Problem description: Copy every line of the records below that holds the word "codegen".

Task material:

=== Begin Enclosure ===

PR #2588, opened 2019-07-07
Make channelNames and modeNames final

Fokko:
Spotbugs is complaining that the `channelNames` and `modeNames` should be final.

### DIFF
--- a/tool/resources/org/antlr/v4/tool/templates/codegen/Java/Java.stg
+++ b/tool/resources/org/antlr/v4/tool/templates/codegen/Java/Java.stg
@@ -915,11 +915,11 @@ public class <lexer.name> extends <superClass; null="Lexer"> {
 	public static final int
 		<rest(lexer.modes):{m | <m>=<i>}; separator=", ", wrap, anchor>;
 	<endif>
-	public static String[] channelNames = {
+	public static final String[] channelNames = {
 		"DEFAULT_TOKEN_CHANNEL", "HIDDEN"<if (lexer.channels)>, <lexer.channels:{c| "<c>"}; separator=", ", wrap, anchor><endif>
 	};
 
-	public static String[] modeNames = {
+	public static final String[] modeNames = {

=== End Enclosure ===

Exercise answer:
--- a/tool/resources/org/antlr/v4/tool/templates/codegen/Java/Java.stg
+++ b/tool/resources/org/antlr/v4/tool/templates/codegen/Java/Java.stg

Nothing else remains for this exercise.